== What you are asked to do ==
Output all of the entries beneath, exactly as written.

(Saved entries)
Start of Block
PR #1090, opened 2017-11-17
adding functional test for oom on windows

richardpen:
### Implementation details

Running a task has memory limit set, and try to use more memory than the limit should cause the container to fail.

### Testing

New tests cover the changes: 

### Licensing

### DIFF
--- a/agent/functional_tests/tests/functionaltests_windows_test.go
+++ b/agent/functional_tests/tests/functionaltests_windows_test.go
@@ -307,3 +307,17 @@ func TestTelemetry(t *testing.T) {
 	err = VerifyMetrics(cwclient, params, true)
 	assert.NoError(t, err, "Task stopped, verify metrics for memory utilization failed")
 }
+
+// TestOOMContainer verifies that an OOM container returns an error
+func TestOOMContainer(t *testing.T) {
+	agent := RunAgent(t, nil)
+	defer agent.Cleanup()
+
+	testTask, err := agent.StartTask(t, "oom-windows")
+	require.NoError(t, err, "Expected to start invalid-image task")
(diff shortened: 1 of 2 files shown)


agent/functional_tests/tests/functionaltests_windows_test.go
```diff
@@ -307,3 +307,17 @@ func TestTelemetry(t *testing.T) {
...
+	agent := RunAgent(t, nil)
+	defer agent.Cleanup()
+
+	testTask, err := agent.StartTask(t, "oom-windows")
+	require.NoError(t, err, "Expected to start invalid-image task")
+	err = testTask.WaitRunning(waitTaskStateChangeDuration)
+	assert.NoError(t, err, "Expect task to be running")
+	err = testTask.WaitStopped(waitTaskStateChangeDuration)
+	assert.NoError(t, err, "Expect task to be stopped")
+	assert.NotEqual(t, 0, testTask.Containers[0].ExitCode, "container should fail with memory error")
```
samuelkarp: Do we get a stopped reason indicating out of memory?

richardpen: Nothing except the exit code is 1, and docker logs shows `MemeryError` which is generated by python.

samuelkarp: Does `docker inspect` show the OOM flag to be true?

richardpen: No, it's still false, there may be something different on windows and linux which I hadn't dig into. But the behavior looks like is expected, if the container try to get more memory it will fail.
End of Block
== Exercise result ==
PR #1090, opened 2017-11-17
adding functional test for oom on windows

richardpen:
### Implementation details

Running a task has memory limit set, and try to use more memory than the limit should cause the container to fail.

### Testing

New tests cover the changes: 

### Licensing

### DIFF
--- a/agent/functional_tests/tests/functionaltests_windows_test.go
+++ b/agent/functional_tests/tests/functionaltests_windows_test.go
@@ -307,3 +307,17 @@ func TestTelemetry(t *testing.T) {
 	err = VerifyMetrics(cwclient, params, true)
 	assert.NoError(t, err, "Task stopped, verify metrics for memory utilization failed")
 }
+
+// TestOOMContainer verifies that an OOM container returns an error
+func TestOOMContainer(t *testing.T) {
+	agent := RunAgent(t, nil)
+	defer agent.Cleanup()
+
+	testTask, err := agent.StartTask(t, "oom-windows")
+	require.NoError(t, err, "Expected to start invalid-image task")
(diff shortened: 1 of 2 files shown)


agent/functional_tests/tests/functionaltests_windows_test.go
```diff
@@ -307,3 +307,17 @@ func TestTelemetry(t *testing.T) {
...
+	agent := RunAgent(t, nil)
+	defer agent.Cleanup()
+
+	testTask, err := agent.StartTask(t, "oom-windows")
+	require.NoError(t, err, "Expected to start invalid-image task")
+	err = testTask.WaitRunning(waitTaskStateChangeDuration)
+	assert.NoError(t, err, "Expect task to be running")
+	err = testTask.WaitStopped(waitTaskStateChangeDuration)
+	assert.NoError(t, err, "Expect task to be stopped")
+	assert.NotEqual(t, 0, testTask.Containers[0].ExitCode, "container should fail with memory error")
```
samuelkarp: Do we get a stopped reason indicating out of memory?

richardpen: Nothing except the exit code is 1, and docker logs shows `MemeryError` which is generated by python.

samuelkarp: Does `docker inspect` show the OOM flag to be true?

richardpen: No, it's still false, there may be something different on windows and linux which I hadn't dig into. But the behavior looks like is expected, if the container try to get more memory it will fail.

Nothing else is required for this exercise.